:: Exercise requirements ::
Look through the data and write out every line with the word "always" in it.

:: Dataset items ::
========

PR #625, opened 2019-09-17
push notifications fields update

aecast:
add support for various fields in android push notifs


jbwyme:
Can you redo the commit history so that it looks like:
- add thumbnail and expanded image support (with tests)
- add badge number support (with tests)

========

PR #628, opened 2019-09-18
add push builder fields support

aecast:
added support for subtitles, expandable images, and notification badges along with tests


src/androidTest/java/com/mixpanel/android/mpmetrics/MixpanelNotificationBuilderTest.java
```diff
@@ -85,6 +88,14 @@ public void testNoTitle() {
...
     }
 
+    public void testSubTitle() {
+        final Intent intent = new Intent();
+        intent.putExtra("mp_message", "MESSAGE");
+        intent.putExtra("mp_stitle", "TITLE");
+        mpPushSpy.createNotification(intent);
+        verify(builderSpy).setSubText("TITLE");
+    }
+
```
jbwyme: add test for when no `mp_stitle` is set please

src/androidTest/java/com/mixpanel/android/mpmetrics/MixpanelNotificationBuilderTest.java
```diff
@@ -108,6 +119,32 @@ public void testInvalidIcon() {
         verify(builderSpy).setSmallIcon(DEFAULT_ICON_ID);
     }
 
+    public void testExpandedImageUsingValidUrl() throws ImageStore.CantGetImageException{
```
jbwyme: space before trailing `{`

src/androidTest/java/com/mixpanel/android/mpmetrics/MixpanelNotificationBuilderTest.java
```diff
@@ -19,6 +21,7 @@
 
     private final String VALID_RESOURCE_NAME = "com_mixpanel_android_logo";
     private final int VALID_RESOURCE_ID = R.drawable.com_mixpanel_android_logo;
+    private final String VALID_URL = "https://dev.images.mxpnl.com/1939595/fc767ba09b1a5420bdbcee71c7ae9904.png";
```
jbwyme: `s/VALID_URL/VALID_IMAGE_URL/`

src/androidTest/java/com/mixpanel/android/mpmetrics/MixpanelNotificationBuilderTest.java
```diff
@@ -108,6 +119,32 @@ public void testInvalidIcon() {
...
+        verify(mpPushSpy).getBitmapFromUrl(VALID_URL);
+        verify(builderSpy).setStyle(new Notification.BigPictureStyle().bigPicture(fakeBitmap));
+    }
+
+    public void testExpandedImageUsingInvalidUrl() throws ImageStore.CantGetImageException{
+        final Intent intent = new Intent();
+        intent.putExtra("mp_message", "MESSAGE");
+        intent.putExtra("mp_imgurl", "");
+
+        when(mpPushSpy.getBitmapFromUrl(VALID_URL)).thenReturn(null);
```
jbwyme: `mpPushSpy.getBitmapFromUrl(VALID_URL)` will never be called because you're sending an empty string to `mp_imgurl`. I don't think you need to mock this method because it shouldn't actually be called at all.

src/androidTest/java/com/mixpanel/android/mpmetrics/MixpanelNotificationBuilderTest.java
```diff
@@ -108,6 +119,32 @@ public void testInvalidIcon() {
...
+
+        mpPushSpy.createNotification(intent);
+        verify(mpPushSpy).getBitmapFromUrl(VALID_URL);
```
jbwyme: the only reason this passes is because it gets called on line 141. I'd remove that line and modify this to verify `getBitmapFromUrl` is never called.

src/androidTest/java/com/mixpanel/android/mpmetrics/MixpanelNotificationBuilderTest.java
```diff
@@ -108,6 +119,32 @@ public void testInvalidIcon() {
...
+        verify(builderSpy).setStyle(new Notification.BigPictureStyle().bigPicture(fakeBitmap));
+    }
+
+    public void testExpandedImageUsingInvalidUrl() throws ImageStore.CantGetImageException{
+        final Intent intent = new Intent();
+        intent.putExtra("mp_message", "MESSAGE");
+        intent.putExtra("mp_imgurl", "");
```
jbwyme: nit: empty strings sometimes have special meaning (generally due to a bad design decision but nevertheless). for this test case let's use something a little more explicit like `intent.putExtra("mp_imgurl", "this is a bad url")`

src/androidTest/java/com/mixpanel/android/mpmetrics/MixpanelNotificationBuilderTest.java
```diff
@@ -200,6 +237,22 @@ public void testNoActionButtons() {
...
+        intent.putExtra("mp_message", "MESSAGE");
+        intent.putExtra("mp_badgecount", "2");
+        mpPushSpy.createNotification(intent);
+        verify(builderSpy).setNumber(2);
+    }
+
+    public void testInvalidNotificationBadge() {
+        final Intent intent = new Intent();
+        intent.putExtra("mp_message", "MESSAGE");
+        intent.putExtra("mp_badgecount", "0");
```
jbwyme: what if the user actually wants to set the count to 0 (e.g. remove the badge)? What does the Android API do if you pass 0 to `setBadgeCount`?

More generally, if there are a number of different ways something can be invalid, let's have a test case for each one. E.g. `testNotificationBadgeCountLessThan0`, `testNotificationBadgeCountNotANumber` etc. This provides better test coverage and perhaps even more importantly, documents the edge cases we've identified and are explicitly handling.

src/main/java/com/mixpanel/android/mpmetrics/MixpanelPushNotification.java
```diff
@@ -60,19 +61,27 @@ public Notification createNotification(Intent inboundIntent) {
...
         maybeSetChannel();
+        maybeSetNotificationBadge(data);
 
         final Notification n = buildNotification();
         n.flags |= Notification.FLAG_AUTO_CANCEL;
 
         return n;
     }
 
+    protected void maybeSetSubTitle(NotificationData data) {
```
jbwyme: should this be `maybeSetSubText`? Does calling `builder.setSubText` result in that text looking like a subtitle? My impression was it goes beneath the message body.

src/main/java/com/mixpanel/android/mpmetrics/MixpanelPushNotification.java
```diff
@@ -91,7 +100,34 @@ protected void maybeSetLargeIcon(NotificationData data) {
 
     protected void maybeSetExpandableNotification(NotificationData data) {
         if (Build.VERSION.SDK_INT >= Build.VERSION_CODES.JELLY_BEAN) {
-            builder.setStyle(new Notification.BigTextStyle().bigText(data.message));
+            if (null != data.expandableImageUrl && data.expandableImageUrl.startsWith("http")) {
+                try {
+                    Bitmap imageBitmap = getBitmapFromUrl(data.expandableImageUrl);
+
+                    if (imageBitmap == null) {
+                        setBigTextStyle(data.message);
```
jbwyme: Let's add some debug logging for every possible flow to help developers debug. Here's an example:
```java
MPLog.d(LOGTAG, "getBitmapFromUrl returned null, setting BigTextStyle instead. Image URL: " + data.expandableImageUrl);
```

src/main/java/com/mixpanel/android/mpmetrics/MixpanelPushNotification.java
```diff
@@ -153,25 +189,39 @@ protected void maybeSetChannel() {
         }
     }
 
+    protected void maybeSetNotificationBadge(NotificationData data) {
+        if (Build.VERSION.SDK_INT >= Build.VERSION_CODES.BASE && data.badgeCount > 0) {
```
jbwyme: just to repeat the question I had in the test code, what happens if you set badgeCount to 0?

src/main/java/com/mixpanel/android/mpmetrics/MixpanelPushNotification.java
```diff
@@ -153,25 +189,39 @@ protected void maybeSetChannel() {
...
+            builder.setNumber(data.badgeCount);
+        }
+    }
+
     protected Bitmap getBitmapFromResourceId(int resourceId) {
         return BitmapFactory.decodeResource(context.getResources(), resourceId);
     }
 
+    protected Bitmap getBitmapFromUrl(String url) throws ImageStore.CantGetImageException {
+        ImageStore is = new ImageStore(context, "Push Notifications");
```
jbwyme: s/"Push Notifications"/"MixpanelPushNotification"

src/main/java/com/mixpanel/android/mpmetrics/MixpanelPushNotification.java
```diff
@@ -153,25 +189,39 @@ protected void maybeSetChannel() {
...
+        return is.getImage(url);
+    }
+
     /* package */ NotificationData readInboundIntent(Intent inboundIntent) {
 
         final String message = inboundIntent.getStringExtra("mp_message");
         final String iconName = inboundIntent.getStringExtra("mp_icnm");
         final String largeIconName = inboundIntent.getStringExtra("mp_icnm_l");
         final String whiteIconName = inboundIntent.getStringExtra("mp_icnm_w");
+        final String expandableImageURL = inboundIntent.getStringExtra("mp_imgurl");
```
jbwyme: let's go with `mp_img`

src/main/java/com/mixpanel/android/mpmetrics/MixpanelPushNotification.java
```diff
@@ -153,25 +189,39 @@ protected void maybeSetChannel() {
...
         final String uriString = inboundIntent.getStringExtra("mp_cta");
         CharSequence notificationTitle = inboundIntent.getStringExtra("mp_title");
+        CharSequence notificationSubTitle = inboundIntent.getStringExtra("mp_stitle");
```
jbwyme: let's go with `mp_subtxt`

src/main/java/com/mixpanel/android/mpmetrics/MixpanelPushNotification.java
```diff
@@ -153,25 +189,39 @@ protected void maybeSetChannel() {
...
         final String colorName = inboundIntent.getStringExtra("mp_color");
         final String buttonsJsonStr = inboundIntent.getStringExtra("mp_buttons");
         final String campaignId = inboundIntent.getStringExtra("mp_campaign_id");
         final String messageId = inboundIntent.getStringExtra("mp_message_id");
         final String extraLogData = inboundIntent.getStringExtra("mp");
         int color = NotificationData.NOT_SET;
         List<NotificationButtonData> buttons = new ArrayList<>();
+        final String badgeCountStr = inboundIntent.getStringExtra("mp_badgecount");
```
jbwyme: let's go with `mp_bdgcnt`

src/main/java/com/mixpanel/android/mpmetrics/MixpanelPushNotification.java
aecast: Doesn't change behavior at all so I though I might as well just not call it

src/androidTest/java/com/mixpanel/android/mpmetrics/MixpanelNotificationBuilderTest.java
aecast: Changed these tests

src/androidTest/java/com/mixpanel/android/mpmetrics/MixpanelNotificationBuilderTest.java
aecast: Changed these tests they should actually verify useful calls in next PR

========

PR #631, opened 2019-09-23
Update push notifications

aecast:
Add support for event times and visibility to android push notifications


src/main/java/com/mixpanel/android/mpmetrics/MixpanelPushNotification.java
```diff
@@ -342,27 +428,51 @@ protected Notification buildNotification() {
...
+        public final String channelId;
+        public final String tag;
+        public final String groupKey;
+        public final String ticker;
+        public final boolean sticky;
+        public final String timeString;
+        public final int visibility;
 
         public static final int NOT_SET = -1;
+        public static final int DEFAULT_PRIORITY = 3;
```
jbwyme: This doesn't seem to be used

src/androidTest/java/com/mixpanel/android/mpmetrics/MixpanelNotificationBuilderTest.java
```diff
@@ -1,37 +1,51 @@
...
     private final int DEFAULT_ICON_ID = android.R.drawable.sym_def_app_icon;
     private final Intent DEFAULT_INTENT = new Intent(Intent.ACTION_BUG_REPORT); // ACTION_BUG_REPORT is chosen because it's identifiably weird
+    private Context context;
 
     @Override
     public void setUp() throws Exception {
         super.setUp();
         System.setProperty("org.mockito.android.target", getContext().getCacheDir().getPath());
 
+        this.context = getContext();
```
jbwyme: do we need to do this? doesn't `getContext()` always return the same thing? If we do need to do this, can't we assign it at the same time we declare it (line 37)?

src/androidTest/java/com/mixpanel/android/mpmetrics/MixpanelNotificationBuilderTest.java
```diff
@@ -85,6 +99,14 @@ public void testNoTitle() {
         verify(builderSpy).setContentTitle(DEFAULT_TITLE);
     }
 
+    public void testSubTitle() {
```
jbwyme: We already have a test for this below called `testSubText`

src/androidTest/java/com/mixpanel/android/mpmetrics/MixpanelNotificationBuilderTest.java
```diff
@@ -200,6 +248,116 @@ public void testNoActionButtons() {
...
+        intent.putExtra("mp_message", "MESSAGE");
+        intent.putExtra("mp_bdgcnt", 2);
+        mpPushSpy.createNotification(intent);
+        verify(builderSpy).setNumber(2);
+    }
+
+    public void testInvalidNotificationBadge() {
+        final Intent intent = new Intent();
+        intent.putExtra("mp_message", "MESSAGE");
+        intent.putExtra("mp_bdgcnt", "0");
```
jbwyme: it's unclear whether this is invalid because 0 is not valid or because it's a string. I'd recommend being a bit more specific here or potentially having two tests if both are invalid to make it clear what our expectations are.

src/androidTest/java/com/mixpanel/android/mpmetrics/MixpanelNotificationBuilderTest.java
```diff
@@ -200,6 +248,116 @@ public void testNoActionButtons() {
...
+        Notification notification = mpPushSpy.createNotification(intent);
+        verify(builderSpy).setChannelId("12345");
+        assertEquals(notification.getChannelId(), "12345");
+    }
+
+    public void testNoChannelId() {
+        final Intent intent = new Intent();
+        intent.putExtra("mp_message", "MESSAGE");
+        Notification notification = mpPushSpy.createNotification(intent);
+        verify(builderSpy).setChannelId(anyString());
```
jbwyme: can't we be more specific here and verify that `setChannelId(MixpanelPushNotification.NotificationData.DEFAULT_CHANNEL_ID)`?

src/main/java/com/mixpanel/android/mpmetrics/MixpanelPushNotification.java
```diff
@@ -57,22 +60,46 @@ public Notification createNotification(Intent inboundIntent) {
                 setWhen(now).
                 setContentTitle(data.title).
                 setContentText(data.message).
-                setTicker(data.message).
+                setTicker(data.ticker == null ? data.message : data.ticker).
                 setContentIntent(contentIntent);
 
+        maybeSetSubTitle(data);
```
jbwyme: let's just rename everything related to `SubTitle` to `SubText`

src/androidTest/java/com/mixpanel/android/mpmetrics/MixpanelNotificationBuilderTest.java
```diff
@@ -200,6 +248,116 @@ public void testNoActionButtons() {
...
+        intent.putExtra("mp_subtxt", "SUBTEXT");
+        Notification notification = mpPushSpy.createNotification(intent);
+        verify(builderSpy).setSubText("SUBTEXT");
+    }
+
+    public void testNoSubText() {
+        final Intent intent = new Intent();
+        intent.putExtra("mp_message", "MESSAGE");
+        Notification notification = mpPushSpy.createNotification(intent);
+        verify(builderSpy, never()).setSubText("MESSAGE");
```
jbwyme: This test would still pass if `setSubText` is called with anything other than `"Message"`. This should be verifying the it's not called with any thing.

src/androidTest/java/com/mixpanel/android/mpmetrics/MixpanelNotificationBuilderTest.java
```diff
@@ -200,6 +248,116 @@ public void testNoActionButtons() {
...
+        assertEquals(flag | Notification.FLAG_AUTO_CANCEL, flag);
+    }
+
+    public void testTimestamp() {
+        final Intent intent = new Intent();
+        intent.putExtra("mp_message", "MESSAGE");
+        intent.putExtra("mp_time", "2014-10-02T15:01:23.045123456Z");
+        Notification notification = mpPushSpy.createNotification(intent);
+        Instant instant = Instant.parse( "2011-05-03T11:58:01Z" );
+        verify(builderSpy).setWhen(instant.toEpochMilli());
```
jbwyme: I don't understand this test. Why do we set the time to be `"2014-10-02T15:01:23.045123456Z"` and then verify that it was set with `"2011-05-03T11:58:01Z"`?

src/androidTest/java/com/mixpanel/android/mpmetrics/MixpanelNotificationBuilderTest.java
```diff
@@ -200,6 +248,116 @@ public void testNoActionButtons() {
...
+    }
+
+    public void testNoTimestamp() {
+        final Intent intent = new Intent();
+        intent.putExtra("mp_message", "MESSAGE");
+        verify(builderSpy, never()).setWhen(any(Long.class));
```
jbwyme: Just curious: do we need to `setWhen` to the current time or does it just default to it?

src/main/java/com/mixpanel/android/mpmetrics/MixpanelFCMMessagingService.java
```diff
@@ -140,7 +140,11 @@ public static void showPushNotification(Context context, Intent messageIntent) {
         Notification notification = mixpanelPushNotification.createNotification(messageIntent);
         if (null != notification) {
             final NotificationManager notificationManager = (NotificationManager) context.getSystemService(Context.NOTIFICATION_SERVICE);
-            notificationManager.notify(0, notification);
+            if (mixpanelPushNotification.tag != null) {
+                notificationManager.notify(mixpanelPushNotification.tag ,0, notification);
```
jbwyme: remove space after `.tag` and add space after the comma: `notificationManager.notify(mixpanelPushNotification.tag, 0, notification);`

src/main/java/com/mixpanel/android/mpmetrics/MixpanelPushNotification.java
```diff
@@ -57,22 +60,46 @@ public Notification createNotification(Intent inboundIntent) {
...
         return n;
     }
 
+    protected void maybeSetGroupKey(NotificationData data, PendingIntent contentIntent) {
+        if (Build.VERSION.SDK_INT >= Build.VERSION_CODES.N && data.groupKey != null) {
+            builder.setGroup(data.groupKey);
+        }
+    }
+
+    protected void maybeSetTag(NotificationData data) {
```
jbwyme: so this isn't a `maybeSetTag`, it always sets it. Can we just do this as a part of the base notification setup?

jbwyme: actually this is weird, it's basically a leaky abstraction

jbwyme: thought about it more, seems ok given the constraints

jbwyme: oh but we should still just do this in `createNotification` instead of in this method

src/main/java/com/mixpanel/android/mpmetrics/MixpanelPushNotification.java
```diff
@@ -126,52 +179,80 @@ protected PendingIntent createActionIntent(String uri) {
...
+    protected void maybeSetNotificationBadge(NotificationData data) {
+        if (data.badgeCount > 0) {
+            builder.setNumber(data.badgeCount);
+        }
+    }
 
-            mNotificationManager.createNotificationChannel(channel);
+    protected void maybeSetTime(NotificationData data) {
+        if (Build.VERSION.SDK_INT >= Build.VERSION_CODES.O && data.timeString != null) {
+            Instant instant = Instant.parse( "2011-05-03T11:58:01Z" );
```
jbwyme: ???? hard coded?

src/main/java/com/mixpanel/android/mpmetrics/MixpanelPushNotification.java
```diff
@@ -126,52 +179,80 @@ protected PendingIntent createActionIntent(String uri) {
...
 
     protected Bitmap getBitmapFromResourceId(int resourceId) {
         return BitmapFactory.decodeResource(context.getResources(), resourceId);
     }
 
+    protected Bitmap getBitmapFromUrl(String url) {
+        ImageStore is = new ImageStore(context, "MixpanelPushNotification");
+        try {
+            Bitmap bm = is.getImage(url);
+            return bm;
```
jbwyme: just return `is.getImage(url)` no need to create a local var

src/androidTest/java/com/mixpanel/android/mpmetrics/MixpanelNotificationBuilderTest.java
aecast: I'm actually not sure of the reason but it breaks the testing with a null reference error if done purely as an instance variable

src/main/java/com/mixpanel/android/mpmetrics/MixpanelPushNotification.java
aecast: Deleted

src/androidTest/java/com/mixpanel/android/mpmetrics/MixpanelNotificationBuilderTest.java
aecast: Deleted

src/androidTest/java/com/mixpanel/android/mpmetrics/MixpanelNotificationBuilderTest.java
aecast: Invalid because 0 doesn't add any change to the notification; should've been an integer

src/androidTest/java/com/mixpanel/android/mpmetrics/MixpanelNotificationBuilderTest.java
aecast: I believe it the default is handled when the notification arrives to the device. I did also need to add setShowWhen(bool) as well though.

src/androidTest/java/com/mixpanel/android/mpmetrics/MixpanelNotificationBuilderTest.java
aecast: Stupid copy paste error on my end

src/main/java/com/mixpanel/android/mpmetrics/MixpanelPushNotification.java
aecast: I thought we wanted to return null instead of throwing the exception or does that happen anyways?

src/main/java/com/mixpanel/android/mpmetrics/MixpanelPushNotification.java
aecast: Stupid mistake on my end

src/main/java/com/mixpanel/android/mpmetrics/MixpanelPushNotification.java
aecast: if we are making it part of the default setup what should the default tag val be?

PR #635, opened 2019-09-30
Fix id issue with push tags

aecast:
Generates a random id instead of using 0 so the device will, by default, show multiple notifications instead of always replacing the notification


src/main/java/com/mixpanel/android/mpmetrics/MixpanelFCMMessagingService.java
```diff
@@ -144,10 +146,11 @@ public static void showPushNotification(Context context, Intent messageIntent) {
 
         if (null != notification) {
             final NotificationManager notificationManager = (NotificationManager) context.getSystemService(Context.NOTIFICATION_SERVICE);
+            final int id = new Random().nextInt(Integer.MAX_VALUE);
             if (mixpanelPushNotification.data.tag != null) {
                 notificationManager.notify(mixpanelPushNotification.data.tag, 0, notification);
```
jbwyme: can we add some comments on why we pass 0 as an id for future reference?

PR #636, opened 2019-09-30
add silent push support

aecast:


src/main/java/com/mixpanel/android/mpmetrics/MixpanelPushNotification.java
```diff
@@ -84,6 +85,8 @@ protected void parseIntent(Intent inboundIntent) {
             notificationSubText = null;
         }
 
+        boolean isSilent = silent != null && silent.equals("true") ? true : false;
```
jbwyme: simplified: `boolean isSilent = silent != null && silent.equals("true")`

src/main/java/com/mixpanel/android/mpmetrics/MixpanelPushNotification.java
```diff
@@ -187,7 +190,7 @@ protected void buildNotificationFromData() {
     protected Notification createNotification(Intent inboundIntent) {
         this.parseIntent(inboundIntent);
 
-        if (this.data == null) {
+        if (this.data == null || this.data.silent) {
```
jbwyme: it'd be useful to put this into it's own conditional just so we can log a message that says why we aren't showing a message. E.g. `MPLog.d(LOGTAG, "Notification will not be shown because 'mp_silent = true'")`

========

:: Written solution ::
jbwyme: do we need to do this? doesn't `getContext()` always return the same thing? If we do need to do this, can't we assign it at the same time we declare it (line 37)?
jbwyme: so this isn't a `maybeSetTag`, it always sets it. Can we just do this as a part of the base notification setup?
Generates a random id instead of using 0 so the device will, by default, show multiple notifications instead of always replacing the notification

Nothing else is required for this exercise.